> [Exercise] Below are some records. Copy every line in them that holds "looks".

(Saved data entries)

PR #4386, opened 2022-03-10
[SHELL32] Copy without FILE_ATTRIBUTE_READONLY from a CDROM

learn-more:
JIRA issue: [CORE-18089](https://jira.reactos.org/browse/CORE-18089)

### DIFF
--- a/dll/win32/shell32/shlfileop.cpp
+++ b/dll/win32/shell32/shlfileop.cpp
@@ -755,6 +755,21 @@ static DWORD SHNotifyMoveFileW(FILE_OPERATION *op, LPCWSTR src, LPCWSTR dest, BO
 #endif
 }
 
+static BOOL SHIsCdRom(LPCWSTR path)
+{
+    WCHAR tmp[] = { L"A:\\" };
+
+    if (!path || !path[0])
+        return FALSE;
+
+    if (path[1] != UNICODE_NULL && path[1] != ':')
+        return FALSE;
+
+    tmp[0] = path[0];
+
+    return GetDriveTypeW(tmp) == DRIVE_CDROM;
+}
+
 /************************************************************************
  * SHNotifyCopyFile          [internal]
  *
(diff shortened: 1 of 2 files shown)


dll/win32/shell32/shlfileop.cpp
```diff
@@ -755,6 +755,21 @@ static DWORD SHNotifyMoveFileW(FILE_OPERATION *op, LPCWSTR src, LPCWSTR dest, BO
 #endif
 }
 
+static BOOL SHIsCdRom(LPCWSTR path)
+{
+    WCHAR tmp[] = { 'A',':','\\',0 };
```
HBelusca, line 760: you may be able to get rid of this wine-style string?

dll/win32/shell32/shlfileop.cpp
```diff
@@ -795,6 +810,14 @@ static DWORD SHNotifyCopyFileW(FILE_OPERATION *op, LPCWSTR src, LPCWSTR dest, BO
     ret = CopyFileExW(src, dest, SHCopyProgressRoutine, op, &op->bCancelled, bFailIfExists);
     if (ret)
     {
+        // We are copying from a CD-ROM volume, which is readonly
+        if (SHIsCdRom(src))
```
HBelusca, line 814: If a ton of files are moved from the same origin (CD-ROM), is this function going to be called such a ton of times?

learn-more: yes, but we cannot just call this on the first file, because it's possible to copy files from multiple locations

dll/win32/shell32/shlfileop.cpp
learn-more: sure

dll/win32/shell32/shlfileop.cpp
HBelusca: ok if the shell doesn't group the file operations also by source folder/device, then indeed I don't see how we can improve that.

JoachimHenze (approved):

PR #4389, opened 2022-03-12
[SYSSETUP] Add new Env section to unattend.inf

learn-more:
This allows to add environment variables during unattended setup

### DIFF
--- a/dll/win32/syssetup/wizard.c
+++ b/dll/win32/syssetup/wizard.c
@@ -2831,6 +2831,53 @@ ProcessUnattendSection(
     }
 
     RegCloseKey(hKey);
+
+    if (SetupFindFirstLineW(pSetupData->hSetupInf,
+        L"Env",
+        NULL,
+        &InfContext))
+    {
+        if (RegCreateKeyExW(
+                HKEY_LOCAL_MACHINE, L"SYSTEM\\CurrentControlSet\\Control\\Session Manager\\Environment", 0, NULL,
+                REG_OPTION_NON_VOLATILE, KEY_WRITE | KEY_READ, NULL, &hKey, NULL) != ERROR_SUCCESS)
+        {
+            DPRINT1("Error: failed to open HKLM\\SYSTEM\\CurrentControlSet\\Control\\Session Manager\\Environment\n");
+            return;
+        }
+        do
+        {
+            if (!SetupGetStringFieldW(&InfContext,
+                0,
+                szName,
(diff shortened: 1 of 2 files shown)


dll/win32/syssetup/wizard.c
```diff
@@ -2831,6 +2831,53 @@ ProcessUnattendSection(
     }
 
     RegCloseKey(hKey);
+
+    if (SetupFindFirstLineW(pSetupData->hSetupInf,
+        L"Env",
+        NULL,
+        &InfContext))
+    {
+        if (RegCreateKeyExW(
```
HBelusca, line 2840: That registry key should already exist; if it doesn't then it should be an error.

dll/win32/syssetup/wizard.c
```diff
@@ -2831,6 +2831,53 @@ ProcessUnattendSection(
     }
 
     RegCloseKey(hKey);
+
+    if (SetupFindFirstLineW(pSetupData->hSetupInf,
```
HBelusca, line 2835: Indent seems inconsistent wrt. the rest of the code in this file.

HBelusca (commented):
Interesting feature; I wonder how one does the same with Windows.

dll/win32/syssetup/wizard.c
learn-more: Indeed, but I don't feel like manually spacing that stuff out

dll/win32/syssetup/wizard.c
learn-more: The only reason why I would see this fail is when the key cannot be opened for some reason?

learn-more:
@HBelusca do you want to investigate if there is a more windows-like way to do this, or shall I go ahead and commit this?

HBelusca:
> @HBelusca do you want to investigate if there is a more windows-like way to do this, or shall I go ahead and commit this?

I did search around a bit to find whether there was a windows-like way to do this, but I haven't found succeeded to find anything.
So I would say, go ahead and commit the PR, and in the future, if I or someone else is able to find whether Windows has a better way of doing this, one could always fix the code.

(Personally I don't think they have one: unattend.inf is just a *response* file, i.e. to automate giving the answers for the installer, and not a file that contains new settings; otherwise one would have to edit the registry template hive files, for example this seems to be what happens for e.g. WinPE or Windows installation ISOs when they are customized).

PR #4390, opened 2022-03-13
[NTGDI] Check if face->charmap is not zero before accessing its encoding

julcar:
## Purpose

Attempting to start DevExpress Ribbon Notepad makes crash ReactOS due to null pointer access, after some investigation, I found that `(face->charmap)` might return 0 sometimes, and we are not making this check.

This allows DevExpress Ribbon Notepad sample to start.

JIRA issue: [CORE-18091](https://jira.reactos.org/browse/CORE-18091) [CORE-18558](https://jira.reactos.org/browse/CORE-18558)

### DIFF
--- a/win32ss/gdi/ntgdi/freetype.c
+++ b/win32ss/gdi/ntgdi/freetype.c
@@ -4501,6 +4501,8 @@ ftGetFontUnicodeRanges(PFONTGDI Font, PGLYPHSET glyphset)
     DWORD num_ranges = 0;
     FT_Face face = Font->SharedFace->Face;
 
+    if (!(face->charmap)) return 0;
+
     if (face->charmap->encoding == FT_ENCODING_UNICODE)
     {
         FT_UInt glyph_code = 0;
--- a/win32ss/gdi/ntgdi/freetype.c
+++ b/win32ss/gdi/ntgdi/freetype.c
@@ -4501,7 +4501,11 @@ ftGetFontUnicodeRanges(PFONTGDI Font, PGLYPHSET glyphset)
     DWORD num_ranges = 0;
     FT_Face face = Font->SharedFace->Face;
 
-    if (!(face->charmap)) return 0;
+    if (face->charmap == NULL)
+    {
+        DPRINT1("FIXME: No charmap selected! This is a BUG!\n");
+        return 0;
+    }
 
     if (face->charmap->encoding == FT_ENCODING_UNICODE)
     {


learn-more:
There are a few places where it's checked for NULL already,
but all these places also assign a charmap in that case.
Sadly, there are some changes between how they manage that, but I suspect that they should all do the same.
(And that it should happen in all cases before `->charmap` is accessed.

https://git.reactos.org/?p=reactos.git&a=search&h=HEAD&st=grep&sr=1&s=charmap+%3D%3D+NULL

vicmarcal:
> There are a few places where it's checked for NULL already, but all these places also assign a charmap in that case. Sadly, there are some changes between how they manage that, but I suspect that they should all do the same. (And that it should happen in all cases before `->charmap` is accessed.
> 
> https://git.reactos.org/?p=reactos.git&a=search&h=HEAD&st=grep&sr=1&s=charmap+%3D%3D+NULL

Mmm comparing all the uses, seems the first result in that link is following a different pattern (encoding checking) to assign a charmap  compared with the other 2 (which are blindly assigning the first one found). Any reasoning behind that? Just curious.

katahiromz (approved):

KRosUser:
Does it fixes the refered Jira ticket ? Or is it a side fix ?

julcar:
> Does it fixes the refered Jira ticket ? Or is it a side fix ?

It is a real fix, the program affected started to run after applying the fix

KRosUser:
So good to merge since July, right ?

KRosUser2:
@julcar : Still OK to go with this PR ?

learn-more (approved):

KRosUser2 (approved):

KRosUser2:
Please note it also fixes https://jira.reactos.org/browse/CORE-18558

win32ss/gdi/ntgdi/freetype.c
```diff
@@ -4501,6 +4501,8 @@ ftGetFontUnicodeRanges(PFONTGDI Font, PGLYPHSET glyphset)
     DWORD num_ranges = 0;
     FT_Face face = Font->SharedFace->Face;
 
+    if (!(face->charmap)) return 0;
```
tkreuzer, line 4504:
```suggestion
    if (face->charmap == NULL)
    {
        DPRINT1("FIXME: No charmap selected! This is a BUG!\n");
        return 0;
    }
```

tkreuzer (changes requested):
This is at best a band-aid. There is a lot wrong in the code. 

- With this fix ftGetFontUnicodeRanges would simply fail, instead of selecting the proper charmap.
- In some places the code alls FT_Set_Charmap, first acquiring, then instantly releasing the freetype lock. This is wrong. Either we set the charset only once and keep it immutable in the rest of the code, or all code that relies on it must run with the freetype lock help.
- Code duplication.

I'm ok with a quick-fix, but put at least a fat DPRINT1 there.

JoachimHenze (approved):

tkreuzer (approved):

PR #4393, opened 2022-03-14
[MSI] Winesync up to WineStaging-7.3

learn-more:
- It's probably easiest to compare this against current wine.
- Please note that `sdk\include\reactos\wine\test.h` is also changed.
- `sdk\include\crt\{stdio.h|wchar.h}` are changed (and the root `CMakeLists.txt`)


JoachimHenze:
did you run the testbots against that yet? Can you post the result comparison?

learn-more:
It's running:
 https://build.reactos.org/#/builders/9/builds/31436

modules/rostests/apitests/compiler/pseh.c
```diff
@@ -27,6 +27,7 @@ extern "C" {
 #endif
 
 #include <wine/test.h>
+#undef subtest
```
HBelusca, line 30: "subtest" is used in this file? o_O

dll/win32/msi/msi.spec
```diff
@@ -294,3 +294,5 @@
 @ stdcall -private DllGetClassObject(ptr ptr ptr)
 @ stdcall -private DllRegisterServer()
 @ stdcall -private DllUnregisterServer()
+
+@ cdecl __wine_msi_call_dll_function(long ptr)
```
HBelusca, line 298: Hmmm.... do we accept these kind of things? Is this function necessary? for what? If not, could we remove it?

JoachimHenze:
Are the increased failure counts in msi:action and msi:package all failing in newly added tests or are there also new failures in the formerly working tests? (Same question in different words: Would we have no additional failing tests if we *theoretically* just updated msi.dll but did not touch the msi winetests at all?)

dll/win32/msi/msi.spec
learn-more:
```
static DWORD CALLBACK custom_action_thread(void *arg)
{
    GUID guid = *(GUID *)arg;
    heap_free(arg);
    return __wine_msi_call_dll_function(client_pid, &guid);
}
```

dll/win32/msi/CMakeLists.txt
```diff
@@ -71,16 +80,17 @@ if(MSVC)
...
 
-add_idl_headers(msi_idlheader msiserver.idl)
-add_typelib(msiserver.idl)
-set_source_files_properties(msi.rc PROPERTIES OBJECT_DEPENDS ${CMAKE_CURRENT_BINARY_DIR}/msiserver.tlb)
+add_idl_headers(msi_idlheader msiserver.idl winemsi.idl)
+add_typelib(msiserver.idl winemsi.idl)
+set_source_files_properties(msi.rc PROPERTIES OBJECT_DEPENDS "${CMAKE_CURRENT_BINARY_DIR}/msiserver.tlb;${CMAKE_CURRENT_BINARY_DIR}/winemsi.tlb")
 set_module_type(msi win32dll)
-target_link_libraries(msi uuid ${PSEH_LIB} wine)
+target_link_libraries(msi uuid ${PSEH_LIB} wine_dll_register oldnames)
```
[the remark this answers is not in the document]
learn-more: the non-underscore prefixed functions:
https://github.com/reactos/reactos/commit/64c3e59f62c238eda0425370479f56ad38cf99dd

dll/win32/msi/msi.spec
HBelusca: OK so basically this is (yet another example of) a piece of Wine hackish code... 😒😒

learn-more: yup

learn-more: at least they are starting to share code between modules now, instead of copy-pasting it every time...

learn-more:
The increase in `msi:action` test failures is due to the same bugs being checked differently.
All these failures come from the `test_envvar` part.

binarymaster:
This brought a regresso :coffee: https://jira.reactos.org/browse/CORE-18707

PR #4395, opened 2022-03-15
[RAPPS] Fix uninstalling applications

learn-more:
- 'WindowsInstaller' setups do not fill the UninstallString and ModifyPath with the needed info, so manually calculate those.
- Fix the case where REG_EXPAND_SZ is used instead of REG_SZ
- Take NoModify into account

### DIFF
--- a/base/applications/rapps/installed.cpp
+++ b/base/applications/rapps/installed.cpp
@@ -71,8 +71,40 @@ void CInstalledApplicationInfo::EnsureDetailsLoaded()
         }
         GetApplicationRegString(L"InstallLocation", szInstallLocation);
         GetApplicationRegString(L"InstallSource", szInstallSource);
-        GetApplicationRegString(L"UninstallString", szUninstallString);
-        GetApplicationRegString(L"ModifyPath",szModifyPath);
+        DWORD dwWindowsInstaller = 0;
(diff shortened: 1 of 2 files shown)


base/applications/rapps/installed.cpp
```diff
@@ -71,8 +71,40 @@ void CInstalledApplicationInfo::EnsureDetailsLoaded()
...
+        {
+            GetApplicationRegString(L"UninstallString", szUninstallString);
+        }
+        DWORD dwNoModify = 0;
+        if (!GetApplicationRegDword(L"NoModify", &dwNoModify))
+        {
+            CStringW Tmp;
+            if (GetApplicationRegString(L"NoModify", Tmp))
+            {
+                dwNoModify = Tmp.GetLength() > 0 ? (Tmp[0] == '1') : 0;
```
HBelusca, line 90: What if the string is "2" or something else? If it's considered to be like a BOOL variable, usually it's FALSE when it's zero, and TRUE when it's anything else.

HBelusca (approved):

base/applications/rapps/installed.cpp
learn-more: This is already a fallback, so let's not write a fallback on top of a fallback :)

PR #4272, opened 2022-01-11
[FREELDR] Add support for Physical Address Extension (PAE) paging mode memory management.

vgalnt:
## Purpose

[FREELDR] Add support for Physical Address Extension (PAE) paging mode memory management.

JIRA issue: [CORE-17986](https://jira.reactos.org/browse/CORE-17986)

## Proposed changes

- Added "LiveCD PAE (Debug)" in livecd.ini.
- Changes have been made to "ndk/i386/mmtypes.h" so that PAE\Non-PAE structures are visible at the same time.
- Added defines for PAE in "boot/freeldr/freeldr/include/arch/i386/i386.h"
- Added WinLdrIsPaeSupported() - a stub for checking compatibility and enabling PAE mode.
- Add support for PAE in "boot/freeldr/freeldr/ntldr/arch/i386/winldr.c".

PR #4398, opened 2022-03-20
[FREELDR] Add support for Physical Address Extension (PAE) paging mode memory management.

HBelusca:
### _**This is a Rebasing of PR #4272 on top of master, that I cannot update in-place due to repository rights.**_

Cc @vgalnt

### DIFF
--- a/boot/bootdata/livecd.ini
+++ b/boot/bootdata/livecd.ini
@@ -9,6 +9,7 @@ MinimalUI=Yes
 [Operating Systems]
 LiveCD="LiveCD"
 LiveCD_Debug="LiveCD (Debug)"
+LiveCD_PAE_Debug="LiveCD PAE (Debug)"
 LiveCD_Aacpi="LiveCD ACPI APIC (Debug)"
 LiveCD_VBoxDebug="LiveCD (VBox Debug)"
 LiveCD_Screen="LiveCD (Screen)"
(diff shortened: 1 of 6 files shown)


binarymaster (commented):
amd64 build not happy:
```
../src/boot/freeldr/freeldr/ntldr/winldr.c:1242:9: error: use of undeclared identifier 'PaeModeOn'
```

tkreuzer:
Why does freeldr need to support PAE? IMO this is something only the kernel should care about.

DotNetTester:
In Windows, whether PAE is enabled or not is determined by the hidden "boot.ini" file, the "/pae" parameter in Windows 2000. I *believe* the freeldr plays a similar role to boot.ini in ReactOS.

tkreuzer:
Whether the system is PAE or not depends on what kernel is being loaded (based on boot.ini / freeldr.ini). A PAE bootloader makes no sense. If you want PAE, make the kernel handle PAE (Mm needs to build a new PAE page directory from the freeldr non-PAE mappings.

HBelusca:
> Whether the system is PAE or not depends on what kernel is being loaded (based on boot.ini / freeldr.ini). A PAE bootloader makes no sense. If you want PAE, make the kernel handle PAE (Mm needs to build a new PAE page directory from the freeldr non-PAE mappings.

Perhaps. But if you are then unable to load a windows 2003 PAE kernel from our freeldr (or, vice versa, Windows' NTLDR cannot load our ROS PAE kernel), whereas both can load each other's non-PAE kernels, then we have to ask ourselves whether indeed the freeldr still needs to do some PAE preparation.

tkreuzer:
>

PR #4402, opened 2022-03-22
Get ARM64 compiling further and start ke.h

DarkFire01:
## Purpose
Get closer to building ARM64 applications 

JIRA issue: [CORE-17518](https://jira.reactos.org/browse/CORE-17518)

## Proposed changes

-  Add in xdk/arm64/ke.h
- Add most of the missing one line definitions
- Make memset_fallback build for arm64 as well.


sdk/include/xdk/ntddk.template.h
```diff
@@ -118,6 +118,8 @@ typedef PIMAGE_NT_HEADERS32 PIMAGE_NT_HEADERS;
 #elif defined(_M_ARM)
 $include(arm/ke.h)
 $include(arm/mm.h)
+#elif defined(_M_ARM64)
+$include(arm/ke.h)
```
binarymaster: There should be `$include(arm64/ke.h)` - you have fixed it in the second commit, however the fix should be in this first commit, otherwise it wouldn't be correct.

PR #4403, opened 2022-03-22
Control Panel applets should be started in single instance

RaymondCzerny:
## Purpose

In MS Windows all control panel applets are single instance applications. This prevents the collision of multiple accesses to the configuration data.

## Proposed changes

In the initialization phase of the applets, a preinstance is now searched for after the dialog window. If the search is successful, this dialog is brought to the foreground and the second instance is aborted.

### DIFF
--- a/dll/cpl/access/CMakeLists.txt
+++ b/dll/cpl/access/CMakeLists.txt
@@ -8,7 +8,9 @@ list(APPEND SOURCE
     keyboard.c
     mouse.c
     sound.c
-    access.h)
+    access.h
+    ../common/cpl_common.c
+)
 
 add_rc_deps(access.rc ${CMAKE_CURRENT_SOURCE_DIR}/resources/applet.ico)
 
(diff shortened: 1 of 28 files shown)


HBelusca (changes requested):
This behaviour is controlled not by the individual applets, but by the shell itself.
You could verify this by observing that the original applets (without your changes) were working in "single-instance" mode when you try them on Windows (by e.g. correctly installing one of these as an actual CPL with an entry within the control panel folder).

RaymondCzerny:
Okay, I get it.

My new suggestion:
Step 1: Discard the branch 'cpl'.
Step 2: Instance check in the function 'Control_DoLaunch' in 
reactos/dll/win32/shell32/wine/control.c'.

What do you think about this procedure?

HBelusca:
> Okay, I get it.
> 
> My new suggestion: Step 1: Discard the branch 'cpl'. Step 2: Instance check in the function 'Control_DoLaunch' in reactos/dll/win32/shell32/wine/control.c'.
> 
> What do you think about this procedure?

That would do the trick certainly. Please check that Wine doesn't have code for that already (if not, just go ahead and do the implementation). You could keep your cpl branch, but implement the new functionality and remove the old commits with git (and then force-push to the corresponding remote branch): the PR should automatically update itself with the new stuff.

PR #4567, opened 2022-07-01
[SHELL32] Fix PrivateExtractIconExW behavior

rndtrash:
## Purpose

This PR fixes PrivateExtractIconExW behavior, thus makes the shell32:ExtractIconEx test suite complete without any failed tests (https://reactos.org/testman/detail.php?id=59598012&prev=0)

## Proposed changes

- Make PrivateExtractIconExW return the number of icons if neither of the icon pointers are valid.

I have changed the nIndex in https://github.com/reactos/reactos/blob/master/modules/rostests/apitests/shell32/ExtractIconEx.cpp#L34 to arbitrary values from -999 to 999, ran the executable on Windows XP SP3 and Windows 10 and I came to conclusion that, in case both phIconLarge and phIconSmall are NULL, Windows actually doesn't care about the value of nIndex at all.

### DIFF
--- a/win32ss/user/user32/misc/exticon.c
+++ b/win32ss/user/user32/misc/exticon.c
@@ -814,7 +814,14 @@ UINT WINAPI PrivateExtractIconExW (
 	TRACE("%s %d %p %p %d\n",
 	debugstr_w(lpwstrFile),nIndex,phIconLarge, phIconSmall, nIcons);
 
-	if (nIndex == -1)
+        /*
+         * https://docs.microsoft.com/en-us/windows/win32/api/shellapi/nf-shellapi-extracticonexa
+         * "If this value is –1 and phiconLarge and phiconSmall are **both** NULL, the function returns the total number of icons in the specified file.
+         * If the file is an executable file or DLL, the return value is the number of RT_GROUP_ICON resources."
+         *
+         * BUT apparently it doesn't matter what number is stored in nIndex as long as neither of the icon pointers are valid.
+         */
+	if (nIndex == -1 || !(phIconLarge || phIconSmall))
 	  /* get the number of icons */
 	  return ICO_ExtractIconExW(lpwstrFile, NULL, 0, 0, 0, 0, NULL, LR_DEFAULTCOLOR);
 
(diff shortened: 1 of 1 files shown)


SergeGautherie:
Your change might be correct, but it looks odd as is: your code uses 'or' while MS doc says 'and'. And what about line 802 comment?

win32ss/user/user32/misc/exticon.c
```diff
@@ -814,7 +814,14 @@ UINT WINAPI PrivateExtractIconExW (
...
+        /*
+         * https://docs.microsoft.com/en-us/windows/win32/api/shellapi/nf-shellapi-extracticonexa
+         * "If this value is –1 and phiconLarge and phiconSmall are **both** NULL, the function returns the total number of icons in the specified file.
+         * If the file is an executable file or DLL, the return value is the number of RT_GROUP_ICON resources."
+         *
+         * BUT apparently it doesn't matter what number is stored in nIndex as long as neither of the icon pointers are valid.
+         */
+	if (nIndex == -1 || !(phIconLarge || phIconSmall))
 	  /* get the number of icons */
 	  return ICO_ExtractIconExW(lpwstrFile, NULL, 0, 0, 0, 0, NULL, LR_DEFAULTCOLOR);
```
SergeGautherie, line 826:
```suggestion
	if (nIndex == -1 || !(phIconLarge || phIconSmall))
	{
	  /* get the number of icons */
	  return ICO_ExtractIconExW(lpwstrFile, NULL, 0, 0, 0, 0, NULL, LR_DEFAULTCOLOR);
	}
```

SergeGautherie:
In addition, this is Wine code, which needs `#ifdef __REACTOS__`.

rndtrash:
> Your change might be correct, but it looks odd as is: your code uses 'or' while MS doc says 'and'.

Yeah, that seems odd to me, but that is what the Windows does. Here is a modified version of the shell32:ExtractIconEx test that succeeds on Windows XP:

> [Solution]
Your change might be correct, but it looks odd as is: your code uses 'or' while MS doc says 'and'. And what about line 802 comment?
> Your change might be correct, but it looks odd as is: your code uses 'or' while MS doc says 'and'.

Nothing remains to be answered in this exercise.